# Aufbau SIMATIC S7-300 CPU 315-2DP



## Flutlicht (26 September 2010)

Hallo,
ich habe eine Frage:

Wie Verbinde ich meine SIMATIC S7-300 CPU 315-2DP mit meiner SM 334 sowie SM 323 der Laststromvers. PS 307 und dem AS-Interface Master CP343-2?


Ich bitte um Hilfe denn ich habe das noch nie gemacht!


----------



## Deltal (26 September 2010)

Silikon?

Die Geräte werden an der Rückseite mit dem kleinen schwarzen Rückwandbusverbinder angeschlossen, wobei die CPU ganz links sitzt.

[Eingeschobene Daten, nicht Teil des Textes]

Issue #272, opened 2018-05-04
Vertical min/max assumed to be integer


jonescc:
Refer comments on https://github.com/aodn/geoserver-build/pull/271/files

We are currently assuming vertical axis values are integer when processing vertical subsets which works for CARS but will not work for datasets where this isn't the case.

PR #274, opened 2018-05-09
Issue 272

pmbohm:


src/aggregator/src/main/java/au/org/emii/aggregator/template/TemplateDataset.java
```diff
@@ -161,8 +161,8 @@ public TemplateDataset(NetcdfDatasetIF dataset, AggregationOverrides aggregation
 
         if (dataset.hasVerticalAxis()) {
             if (verticalRange != null) {
-                result.put("Z_MIN", Integer.toString(verticalRange.first()));
-                result.put("Z_MAX", Integer.toString(verticalRange.last()));
+                result.put("Z_MIN", verticalRange.start);
+                result.put("Z_MAX", verticalRange.end);
             } else {
                 Bounds verticalBounds = dataset.getVerticalAxis().getBounds();
                 result.put("Z_MIN", Integer.toString((int)verticalBounds.getMin()));
```
jonescc: Still using ints here!

src/aggregator/src/main/java/au/org/emii/util/ParameterRange.java
```diff
@@ -0,0 +1,14 @@
+package au.org.emii.util;
+
+
+public class ParameterRange {
+
+    public static String start;
+    public static String end;
+
+    public ParameterRange(String start, String end) {
+        this.start = start;
```
jonescc: Yep - like this, but why not use a double?

jonescc: So looking at the code this was being used internally only.  The aggregation worker was converting strings to data ranges, bounding boxes etc - thats probably where the vertical subset strings should be converted to a numeric range to be passed to the NetCDF Aggregator as per the other subset parameters.

src/aggregator/src/main/java/au/org/emii/aggregator/template/TemplateDataset.java
```diff
@@ -161,12 +161,12 @@ public TemplateDataset(NetcdfDatasetIF dataset, AggregationOverrides aggregation
...
-                result.put("Z_MIN", Integer.toString(verticalRange.first()));
-                result.put("Z_MAX", Integer.toString(verticalRange.last()));
+                result.put("Z_MIN", verticalRange.start.toString());
+                result.put("Z_MAX", verticalRange.end.toString());
             } else {
                 Bounds verticalBounds = dataset.getVerticalAxis().getBounds();
-                result.put("Z_MIN", Integer.toString((int)verticalBounds.getMin()));
-                result.put("Z_MAX", Integer.toString((int)verticalBounds.getMax()));
+                result.put("Z_MIN", Double.toString((double)verticalBounds.getMin()));
+                result.put("Z_MAX", Double.toString((double)verticalBounds.getMax()));
```
jonescc: Don't need to cast these to double - they are already.

src/aggregator/src/main/java/au/org/emii/util/DoubleRange.java
```diff
@@ -0,0 +1,13 @@
+package au.org.emii.util;
+
+public class DoubleRange {
+
+    public static Double start;
+    public static Double end;
```
jonescc: Did you mean public final?  static means these start and end fields will be shared between all instances of DoubleRange  e.g.

```
DoubleRange tenTo15 = new DoubleRange("10", "15");
DoubleRange twentyTo25 = new DoubleRange("20", "25");

System.out.println(tenTo15.start);
```

will print 20.0

final means they can never be changed after being set in the constructor and will be stored per instance if no static is used.

src/extension/wps/src/test/java/au/org/emii/wps/gogoduck/parameter/SubsetParametersTest.java
```diff
@@ -36,10 +36,10 @@ public void testValidTime() {
 
     @Test
     public void testValidDepth() {
-        SubsetParameters sp = SubsetParameters.parse("TIME,2009-01-01T00:00:00.000Z,2009-12-25T23:04:00.000Z;LATITUDE,-33.433849,-32.150743;LONGITUDE,114.15197,115.741219;DEPTH,0.0,100.0");
+        SubsetParameters sp = SubsetParameters.parse("TIME,2009-01-01T00:00:00.000Z,2009-12-25T23:04:00.000Z;LATITUDE,-33.433849,-32.150743;LONGITUDE,114.15197,115.741219;DEPTH,43.567,100.0");
 
-        assertEquals(sp.getVerticalRange().first(), 0);
-        assertEquals(sp.getVerticalRange().last(), 100);
+        assertEquals((Object) sp.getVerticalRange().start, 43.567);
```
jonescc: Do you need to cast to Object here?  doesn't seem to be required above for getLonMin

jonescc: assertEquals(double, double) is deprecated - they want you to use the one with the delta

pmbohm:
@jonescc Never heard of it.
Java to me is like macheting through a code jungle, without enough energy left to even remember why i'm slashing through the jungle.

jonescc:
Looks good but still need to apply some changes to aws-wps aggregation-worker which actually calls this, to use DoubleRange now instead of range.

src/aggregator/src/test/java/au/org/emii/aggregator/NetcdfAggregatorTest.java
```diff
@@ -144,7 +143,7 @@ public void testNonArrayDepthVariable() throws IOException, AggregationException
         AggregationOverrides overrides = AggregationOverridesReader.load(
             resourcePath("au/org/emii/aggregator/non-array-depth.xml"));
 
-        try (NetcdfAggregator netcdfAggregator = new NetcdfAggregator(
+            try (NetcdfAggregator netcdfAggregator = new NetcdfAggregator(
```
jonescc: indent prob

pmbohm:
fixes https://github.com/aodn/geoserver-build/issues/272

pmbohm:
@jonescc Fixed indentations

PR #281, opened 2018-09-26
Addresses aodn/backlog#941

jonescc:
Don't override the core PaletteKvpParser bean definition as this requires
context files to be loaded in the right order for it to work and this is outside our control

Instead use a simple parser which just returns the provided string for ncwms PALETTE request parameters


jonescc:
Self review failed.  Need to make the constructor more generic

jonescc:
Ready for review.

jonescc:
More problems to fix

jonescc:
Requires https://github.com/aodn/aodn-portal/pull/2728

PR #284, opened 2018-11-12
Skip over null rows when creating metadata headers

akashisama:
Fixes https://github.com/aodn/issues/issues/321


src/extension/csv-with-metadata-header/src/main/java/au/org/emii/geoserver/wfs/response/CSVWithMetadataHeaderOutputFormat.java
```diff
@@ -175,8 +175,10 @@ private void writeMetadata(FeatureCollectionResponse featureCollection,
             rs = stmt.executeQuery();
 
             while (rs.next()) {
-                w.write(rs.getString(1));
-                w.newLine();
+                if (rs.getString(1) != null) {
```
lwgordonimos: Could store the result of getString to avoid the duplicate getString method call?
e.g.

```java
            while (rs.next()) {
                String value = rs.getString(1);
                if (value != null) {
                    w.write(value);
                    w.newLine();
                }
}
```

akashisama: Yeah, a bit cleaner. Change made.

lwgordonimos:
I've built and tested in IntelliJ against prod data, and have confirmed that the file is not truncated when built from this branch.

PR #293, opened 2019-06-28
Use builder user instead of root

anguss00:


lwgordonimos:
HOME and JAVA_TOOL_OPTIONS are constants in the environment, so should be moved into the Dockerfile to keep the Jenkinsfile as lean as possible (see my commit on this branch). Same with other repos. 

I think I initially added them to Jenkinsfile for testing, but I think the Dockerfile is more correct going forward.

PR #565, opened 2018-08-20
vendor: Move to npm and declare material-ui as peerDependency

arekkas:
This PR upgrades to latest material-ui and defines material-ui as a peerDependency of each module which removes significant vendoring bloat. This implies however that material-ui has to be a dependency in your project.

This PR should generally improve IDE performance and npm performance as significantly less files need to be scanned/downloaded.


PeterKottas:
I was about to report this as well! Nicely done.

arekkas:
Had to revert npm changes but was able to get rid of some other dependencies in the examples and use react-scripts only

nolandg:
I'm really confused. This commit seems to "update" material to 1.5 but latest version is 3.x. Is this a mistake or am I out to lunch? This editor seems awesome but will be very difficult to integrate if it's peer deps are 2 major versions behind.

aeneasr:
Relax ;) First of all, MUI maintainers moved from 1.5 to 3.0 directly (without 2.0 release), and the 3.x release isn't even 2 weeks old. I welcome you however to create a PR with the required changes to move to version 3.0

nolandg:
Ok, I worked on this and got all the errors and warnings to go away and the example working with latest MUI but I'm pulling out my hair trying to use the repo in local development to test it in my site.

I'm not familiar with lerna, mono repos, and local testing. I'm currently in a hell of recursive yarn links and unresolved modules. Eg: the example works great within the repo but when I try to use the same code in my app, it tries to pull in all sorts of wrong versions of peer deps from it's own node_modules.

I might eventually get the energy to properly learn the whole local test mono repo thing but if anyone wants to throw me a bone, I'll take it.

aeneasr:
Awesome to hear that you dedicated time for this! :)

I think the issue here is that we'll have to release it to npm first in order for you to consume it from the outside (or rather not from the internal example). I had some issues with npm as well, I think they are primarily caused because - maybe - npm does not resolve yarn.lock files from nested dependencies? This is also why we're currently still relying on yarn and not npm to properly fetch the right dependencies. I think the first step would be to upgrade to mui 3.x and then tackle npm as a separate thing.

nolandg:
As an example: https://github.com/ory/editor/blob/3ef3a273e3255e4a503695046a74ede39302d0eb/packages/plugins/content/image/src/Component/index.js#L28
Do you guys make a `yarn link` for every package that uses `<ThemeProvider>`? How else do you edit `<ThemeProvider>` code and see the effects on the packages that use it?

PeterKottas:
Dude you're reading way way too much into this. Just run npm run start. That's it. Lerna (monorepo manager) takes care of everything. You get the examples project up and running and have live reload and everything. Never would have though people would struggle with this but I guess we can put this in docs. Btw, I am afk so maybe you have to run start in example packages, not sure which one. It just pops up first in vscode :) And don't forget to install everything first.

nolandg:
That's what I started off doing but then Lerna installs all the devDeps from the root package.json and so my build includes multiple copies of MaterialUi etc which causes havoc--especially when they're different versions. Is there a Lerna command to start+watch but use the peer deps from the host application?  I've tried bootstrapping without hoisting and with nohoisting but it still includes its own copy of Material (and all other peer deps). Yes, I could publish the package and then it should use the host's peer deps but that's kinda of a long dev cycle.

How do you guys do it? Do you only work with the example package? or does your host app not use Material? Or am I missing the right lerna commands?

An welche Klemmen 24V angelegt werden müssen siehst du auf der innenseite der Deckel. Reicht das nicht, lade dir die BA herunter da ist das alles erklärt.


----------



## Flutlicht (26 September 2010)

Danke für die schnelle Antwort!

Noch weitere drei Fragen:

1: Sind die Rückwandbusverbinder schon im Lieferumfang dabei?
2: Erkennt die CPU die Baugruppen schon automatisch?

3: Könnte ich den Link haben?


----------



## Sockenralf (26 September 2010)

Hallo,

die Busverbinder sind bei den Baugruppen mit dabei.

Bei der S7 wird die "Hardware-Konfig" vom PG aus erstellt und dann übertragen (ist aber wie Lego und sollte kein Problem sein)

Was soll das Ganze denn werden?
Wie sind deine Kenntnisse?



MfG


----------



## Deltal (26 September 2010)

http://support.automation.siemens.com/WW/llisapi.dll?func=cslib.csinfo〈=de&siteid=cseus&aktprim=0&extranet=standard&viewreg=WW&objid=10805159&treeLang=de

Hier solltest du mehr finden als dir lieb ist..


(edit)
Ach für die E/A und ASI Baugruppe brauchst du noch Frontstecker die nicht zum Lieferumfang gehören!


----------



## Flutlicht (26 September 2010)

Sockenralf schrieb:


> Hallo,
> 
> die Busverbinder sind bei den Baugruppen mit dabei.
> 
> ...



Meine Kenntnisse in der HardWareKonfig. sind sogut wie nicht vorhanden.
Allerdings dafür in der eigentlichen Programmierung von Anwendungen. 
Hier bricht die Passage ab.